§ **Problem requirements**
Report back each line of the records that contains the string "think".

Content starts

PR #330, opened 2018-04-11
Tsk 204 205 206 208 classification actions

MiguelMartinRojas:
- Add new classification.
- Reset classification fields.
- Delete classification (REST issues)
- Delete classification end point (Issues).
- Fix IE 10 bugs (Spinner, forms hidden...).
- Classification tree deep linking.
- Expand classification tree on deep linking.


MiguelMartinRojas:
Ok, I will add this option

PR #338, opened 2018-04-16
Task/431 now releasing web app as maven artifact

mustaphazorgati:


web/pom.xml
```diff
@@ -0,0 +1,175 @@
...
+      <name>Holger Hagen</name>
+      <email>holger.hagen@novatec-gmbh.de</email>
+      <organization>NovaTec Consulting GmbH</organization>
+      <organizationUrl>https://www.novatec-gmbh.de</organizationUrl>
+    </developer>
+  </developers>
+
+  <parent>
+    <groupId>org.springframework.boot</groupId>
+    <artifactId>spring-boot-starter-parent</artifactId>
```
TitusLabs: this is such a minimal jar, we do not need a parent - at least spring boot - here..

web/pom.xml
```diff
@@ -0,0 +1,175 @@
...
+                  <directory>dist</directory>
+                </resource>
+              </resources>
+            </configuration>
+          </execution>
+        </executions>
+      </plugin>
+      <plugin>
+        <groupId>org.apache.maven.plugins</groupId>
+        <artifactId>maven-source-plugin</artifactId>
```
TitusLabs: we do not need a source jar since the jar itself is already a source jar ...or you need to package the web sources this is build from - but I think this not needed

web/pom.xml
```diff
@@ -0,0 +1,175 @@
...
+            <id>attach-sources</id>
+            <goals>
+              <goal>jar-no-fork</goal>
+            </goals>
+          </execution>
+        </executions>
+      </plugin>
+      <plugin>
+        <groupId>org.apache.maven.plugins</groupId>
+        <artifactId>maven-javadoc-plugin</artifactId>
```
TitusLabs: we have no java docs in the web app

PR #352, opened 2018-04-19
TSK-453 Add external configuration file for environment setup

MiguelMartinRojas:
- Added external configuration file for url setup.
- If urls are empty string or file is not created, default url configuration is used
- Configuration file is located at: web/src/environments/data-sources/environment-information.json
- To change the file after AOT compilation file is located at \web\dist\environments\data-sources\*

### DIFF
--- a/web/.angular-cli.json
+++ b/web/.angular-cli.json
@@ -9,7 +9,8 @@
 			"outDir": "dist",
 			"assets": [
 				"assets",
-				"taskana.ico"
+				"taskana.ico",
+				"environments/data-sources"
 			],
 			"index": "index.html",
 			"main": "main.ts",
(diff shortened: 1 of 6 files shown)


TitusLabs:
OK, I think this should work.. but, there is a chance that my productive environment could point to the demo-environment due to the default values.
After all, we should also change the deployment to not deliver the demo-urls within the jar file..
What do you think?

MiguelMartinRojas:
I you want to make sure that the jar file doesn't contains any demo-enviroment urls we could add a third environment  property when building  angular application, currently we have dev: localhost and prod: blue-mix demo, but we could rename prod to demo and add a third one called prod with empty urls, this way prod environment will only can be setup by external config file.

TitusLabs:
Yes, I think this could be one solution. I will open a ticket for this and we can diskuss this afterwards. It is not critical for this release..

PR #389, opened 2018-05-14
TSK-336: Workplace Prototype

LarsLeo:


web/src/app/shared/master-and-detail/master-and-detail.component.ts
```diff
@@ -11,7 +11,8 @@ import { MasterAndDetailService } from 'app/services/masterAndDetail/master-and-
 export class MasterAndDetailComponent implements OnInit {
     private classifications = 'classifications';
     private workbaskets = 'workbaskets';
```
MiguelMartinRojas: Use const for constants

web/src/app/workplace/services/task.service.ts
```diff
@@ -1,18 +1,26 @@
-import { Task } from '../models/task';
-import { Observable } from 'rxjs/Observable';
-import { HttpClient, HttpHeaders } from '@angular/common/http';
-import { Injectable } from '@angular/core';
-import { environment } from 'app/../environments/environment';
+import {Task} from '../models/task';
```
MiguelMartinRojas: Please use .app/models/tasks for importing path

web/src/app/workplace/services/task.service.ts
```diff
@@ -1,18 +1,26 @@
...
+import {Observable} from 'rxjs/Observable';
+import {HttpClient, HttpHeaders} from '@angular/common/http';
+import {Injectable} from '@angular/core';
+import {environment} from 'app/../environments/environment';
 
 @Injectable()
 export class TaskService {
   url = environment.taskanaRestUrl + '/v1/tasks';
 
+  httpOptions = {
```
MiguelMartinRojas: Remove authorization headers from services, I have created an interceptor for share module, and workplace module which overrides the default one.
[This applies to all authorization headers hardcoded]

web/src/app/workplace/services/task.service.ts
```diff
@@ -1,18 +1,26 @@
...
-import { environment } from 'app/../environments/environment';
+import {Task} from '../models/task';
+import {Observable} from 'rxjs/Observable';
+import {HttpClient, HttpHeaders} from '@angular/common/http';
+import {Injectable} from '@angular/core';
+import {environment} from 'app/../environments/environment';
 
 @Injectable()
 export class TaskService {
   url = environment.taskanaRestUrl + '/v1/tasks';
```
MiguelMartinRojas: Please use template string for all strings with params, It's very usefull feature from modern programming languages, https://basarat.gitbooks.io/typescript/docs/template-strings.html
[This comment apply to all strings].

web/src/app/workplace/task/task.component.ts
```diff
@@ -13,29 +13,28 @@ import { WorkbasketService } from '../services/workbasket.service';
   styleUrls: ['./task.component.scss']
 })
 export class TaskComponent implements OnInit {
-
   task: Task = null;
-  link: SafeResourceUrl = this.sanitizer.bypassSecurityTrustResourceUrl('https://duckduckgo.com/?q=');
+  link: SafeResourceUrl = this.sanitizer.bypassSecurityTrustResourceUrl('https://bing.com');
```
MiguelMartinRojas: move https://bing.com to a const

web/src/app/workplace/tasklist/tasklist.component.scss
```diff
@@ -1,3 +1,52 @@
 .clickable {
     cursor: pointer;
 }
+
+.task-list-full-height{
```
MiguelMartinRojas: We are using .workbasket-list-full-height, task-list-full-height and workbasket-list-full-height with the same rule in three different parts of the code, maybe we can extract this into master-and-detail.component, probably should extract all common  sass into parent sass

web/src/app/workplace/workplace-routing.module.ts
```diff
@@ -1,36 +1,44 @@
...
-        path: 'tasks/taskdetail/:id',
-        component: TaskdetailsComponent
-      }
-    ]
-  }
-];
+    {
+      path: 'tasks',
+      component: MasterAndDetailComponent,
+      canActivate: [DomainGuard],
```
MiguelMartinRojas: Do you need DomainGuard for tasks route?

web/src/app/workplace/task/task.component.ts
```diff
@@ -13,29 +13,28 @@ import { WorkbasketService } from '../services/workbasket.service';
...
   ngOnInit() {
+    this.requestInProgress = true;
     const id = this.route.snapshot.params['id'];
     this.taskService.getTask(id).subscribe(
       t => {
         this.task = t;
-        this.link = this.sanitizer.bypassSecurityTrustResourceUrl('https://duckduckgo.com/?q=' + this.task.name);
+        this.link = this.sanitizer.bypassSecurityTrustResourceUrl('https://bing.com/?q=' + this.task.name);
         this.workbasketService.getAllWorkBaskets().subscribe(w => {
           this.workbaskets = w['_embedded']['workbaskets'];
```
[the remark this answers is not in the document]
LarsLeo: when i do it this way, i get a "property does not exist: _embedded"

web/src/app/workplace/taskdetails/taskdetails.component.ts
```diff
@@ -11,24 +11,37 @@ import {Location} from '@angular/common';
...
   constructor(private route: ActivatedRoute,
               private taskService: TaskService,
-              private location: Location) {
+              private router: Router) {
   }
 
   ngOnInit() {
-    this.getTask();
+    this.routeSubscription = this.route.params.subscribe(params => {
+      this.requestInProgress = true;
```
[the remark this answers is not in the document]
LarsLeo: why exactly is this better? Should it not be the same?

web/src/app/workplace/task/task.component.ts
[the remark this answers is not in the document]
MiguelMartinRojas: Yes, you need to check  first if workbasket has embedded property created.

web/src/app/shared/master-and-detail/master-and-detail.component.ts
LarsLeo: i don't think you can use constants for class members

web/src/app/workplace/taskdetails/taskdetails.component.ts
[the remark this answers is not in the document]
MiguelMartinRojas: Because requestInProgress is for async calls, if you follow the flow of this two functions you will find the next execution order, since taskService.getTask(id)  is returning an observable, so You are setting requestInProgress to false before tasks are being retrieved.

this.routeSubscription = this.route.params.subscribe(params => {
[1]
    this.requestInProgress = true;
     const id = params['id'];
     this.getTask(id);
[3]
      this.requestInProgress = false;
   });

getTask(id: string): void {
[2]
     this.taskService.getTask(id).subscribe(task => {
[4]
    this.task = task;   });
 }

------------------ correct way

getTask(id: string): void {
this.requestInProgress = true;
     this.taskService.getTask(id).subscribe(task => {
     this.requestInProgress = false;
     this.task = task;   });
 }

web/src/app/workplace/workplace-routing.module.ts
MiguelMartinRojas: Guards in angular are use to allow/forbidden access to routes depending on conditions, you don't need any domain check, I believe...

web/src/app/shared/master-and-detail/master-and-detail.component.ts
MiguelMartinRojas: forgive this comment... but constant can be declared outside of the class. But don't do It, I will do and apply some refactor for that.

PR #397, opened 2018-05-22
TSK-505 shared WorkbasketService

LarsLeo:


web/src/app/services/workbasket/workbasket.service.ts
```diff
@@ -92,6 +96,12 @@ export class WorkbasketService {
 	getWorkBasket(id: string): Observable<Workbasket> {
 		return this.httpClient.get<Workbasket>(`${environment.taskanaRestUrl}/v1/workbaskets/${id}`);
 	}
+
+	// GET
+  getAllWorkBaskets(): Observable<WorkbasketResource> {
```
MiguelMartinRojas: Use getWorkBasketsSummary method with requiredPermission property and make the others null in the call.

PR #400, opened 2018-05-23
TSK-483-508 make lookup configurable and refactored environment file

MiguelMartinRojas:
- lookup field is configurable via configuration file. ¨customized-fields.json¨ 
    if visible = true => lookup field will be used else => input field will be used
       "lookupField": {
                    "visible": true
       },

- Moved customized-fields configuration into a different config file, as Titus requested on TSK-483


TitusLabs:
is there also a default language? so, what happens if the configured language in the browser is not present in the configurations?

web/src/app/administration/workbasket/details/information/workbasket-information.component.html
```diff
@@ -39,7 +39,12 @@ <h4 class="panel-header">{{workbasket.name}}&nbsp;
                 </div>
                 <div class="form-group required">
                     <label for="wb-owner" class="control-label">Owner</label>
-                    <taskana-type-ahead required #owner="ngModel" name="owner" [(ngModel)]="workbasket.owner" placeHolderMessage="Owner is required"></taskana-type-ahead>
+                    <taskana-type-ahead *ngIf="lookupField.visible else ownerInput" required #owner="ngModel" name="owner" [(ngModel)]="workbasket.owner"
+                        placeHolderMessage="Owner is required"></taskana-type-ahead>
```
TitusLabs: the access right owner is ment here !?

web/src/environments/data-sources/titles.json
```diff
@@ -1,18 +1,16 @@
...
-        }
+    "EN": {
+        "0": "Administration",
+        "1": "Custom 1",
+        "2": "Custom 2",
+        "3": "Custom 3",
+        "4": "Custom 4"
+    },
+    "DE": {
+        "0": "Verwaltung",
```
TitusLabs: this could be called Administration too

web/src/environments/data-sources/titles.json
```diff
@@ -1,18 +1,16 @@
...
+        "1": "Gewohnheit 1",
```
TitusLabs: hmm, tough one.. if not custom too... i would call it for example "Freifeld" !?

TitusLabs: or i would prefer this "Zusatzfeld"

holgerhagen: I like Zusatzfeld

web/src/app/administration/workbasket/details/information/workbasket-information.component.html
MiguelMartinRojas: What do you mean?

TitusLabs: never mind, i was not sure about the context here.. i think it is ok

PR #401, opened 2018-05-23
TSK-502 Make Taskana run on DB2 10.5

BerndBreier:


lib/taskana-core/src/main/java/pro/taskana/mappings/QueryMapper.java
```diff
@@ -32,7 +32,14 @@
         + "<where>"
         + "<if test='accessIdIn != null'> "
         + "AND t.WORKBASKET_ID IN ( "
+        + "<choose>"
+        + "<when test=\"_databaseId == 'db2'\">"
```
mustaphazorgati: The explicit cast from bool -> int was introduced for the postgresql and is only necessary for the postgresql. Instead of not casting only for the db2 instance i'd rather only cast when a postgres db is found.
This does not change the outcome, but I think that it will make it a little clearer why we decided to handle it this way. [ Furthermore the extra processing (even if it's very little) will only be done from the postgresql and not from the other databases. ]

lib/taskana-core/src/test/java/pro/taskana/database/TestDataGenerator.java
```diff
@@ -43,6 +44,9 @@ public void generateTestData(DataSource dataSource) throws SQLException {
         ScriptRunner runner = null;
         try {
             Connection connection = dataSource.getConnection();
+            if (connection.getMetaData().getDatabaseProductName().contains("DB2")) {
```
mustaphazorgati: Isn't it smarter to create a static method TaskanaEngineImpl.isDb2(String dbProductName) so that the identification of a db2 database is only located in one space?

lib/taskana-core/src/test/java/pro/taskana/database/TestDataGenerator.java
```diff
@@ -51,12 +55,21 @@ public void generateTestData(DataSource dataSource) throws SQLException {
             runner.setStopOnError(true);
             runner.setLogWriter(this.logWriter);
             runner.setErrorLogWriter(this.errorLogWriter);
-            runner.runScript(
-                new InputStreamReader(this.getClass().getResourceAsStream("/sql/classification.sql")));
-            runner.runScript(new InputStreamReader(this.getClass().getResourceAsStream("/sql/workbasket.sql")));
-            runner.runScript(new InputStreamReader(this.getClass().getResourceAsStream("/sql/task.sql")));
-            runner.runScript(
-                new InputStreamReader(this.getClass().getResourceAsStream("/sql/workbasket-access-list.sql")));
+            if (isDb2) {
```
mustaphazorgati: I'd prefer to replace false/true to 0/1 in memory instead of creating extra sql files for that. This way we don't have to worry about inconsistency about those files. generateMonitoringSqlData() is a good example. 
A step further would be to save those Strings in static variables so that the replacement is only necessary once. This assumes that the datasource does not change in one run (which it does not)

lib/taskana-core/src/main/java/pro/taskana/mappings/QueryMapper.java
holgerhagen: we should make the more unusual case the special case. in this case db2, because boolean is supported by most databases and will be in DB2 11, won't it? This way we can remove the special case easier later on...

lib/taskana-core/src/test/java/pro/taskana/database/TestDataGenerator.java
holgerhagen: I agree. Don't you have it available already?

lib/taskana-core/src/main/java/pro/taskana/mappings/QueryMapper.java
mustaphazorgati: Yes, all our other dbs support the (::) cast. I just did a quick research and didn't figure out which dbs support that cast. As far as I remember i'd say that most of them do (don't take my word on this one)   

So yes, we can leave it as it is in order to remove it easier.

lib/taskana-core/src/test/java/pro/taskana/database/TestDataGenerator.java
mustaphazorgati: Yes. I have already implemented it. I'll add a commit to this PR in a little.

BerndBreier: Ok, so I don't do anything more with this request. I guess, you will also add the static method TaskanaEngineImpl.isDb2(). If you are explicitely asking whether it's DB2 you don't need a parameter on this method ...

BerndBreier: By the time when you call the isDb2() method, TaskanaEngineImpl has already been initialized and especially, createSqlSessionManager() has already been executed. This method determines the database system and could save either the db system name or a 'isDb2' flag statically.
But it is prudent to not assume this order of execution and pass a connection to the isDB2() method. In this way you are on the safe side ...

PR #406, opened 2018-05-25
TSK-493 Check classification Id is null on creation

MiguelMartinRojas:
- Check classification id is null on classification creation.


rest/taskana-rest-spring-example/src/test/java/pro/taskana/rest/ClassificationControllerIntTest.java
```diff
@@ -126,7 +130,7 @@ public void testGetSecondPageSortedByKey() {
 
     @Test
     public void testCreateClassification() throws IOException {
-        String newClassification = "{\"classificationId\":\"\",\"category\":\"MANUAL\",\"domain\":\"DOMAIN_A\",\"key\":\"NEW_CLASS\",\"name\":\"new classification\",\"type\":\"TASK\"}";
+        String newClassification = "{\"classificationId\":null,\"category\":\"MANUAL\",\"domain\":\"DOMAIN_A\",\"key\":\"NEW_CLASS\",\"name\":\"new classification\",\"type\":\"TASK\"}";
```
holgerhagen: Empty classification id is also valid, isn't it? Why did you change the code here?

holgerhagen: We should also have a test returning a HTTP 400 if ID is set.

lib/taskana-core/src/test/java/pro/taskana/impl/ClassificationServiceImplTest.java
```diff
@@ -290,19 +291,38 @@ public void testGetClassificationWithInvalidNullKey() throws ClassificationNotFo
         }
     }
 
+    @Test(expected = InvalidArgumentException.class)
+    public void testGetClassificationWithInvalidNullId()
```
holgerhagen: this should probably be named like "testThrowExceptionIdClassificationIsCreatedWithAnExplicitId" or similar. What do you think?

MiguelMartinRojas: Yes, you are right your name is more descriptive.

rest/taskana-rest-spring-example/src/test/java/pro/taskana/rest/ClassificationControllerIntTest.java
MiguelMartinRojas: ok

Content ends

§ **Answer box**
TitusLabs: we do not need a source jar since the jar itself is already a source jar ...or you need to package the web sources this is build from - but I think this not needed
OK, I think this should work.. but, there is a chance that my productive environment could point to the demo-environment due to the default values.
What do you think?
Yes, I think this could be one solution. I will open a ticket for this and we can diskuss this afterwards. It is not critical for this release..
LarsLeo: i don't think you can use constants for class members
TitusLabs: never mind, i was not sure about the context here.. i think it is ok
This does not change the outcome, but I think that it will make it a little clearer why we decided to handle it this way. [ Furthermore the extra processing (even if it's very little) will only be done from the postgresql and not from the other databases. ]
holgerhagen: this should probably be named like "testThrowExceptionIdClassificationIsCreatedWithAnExplicitId" or similar. What do you think?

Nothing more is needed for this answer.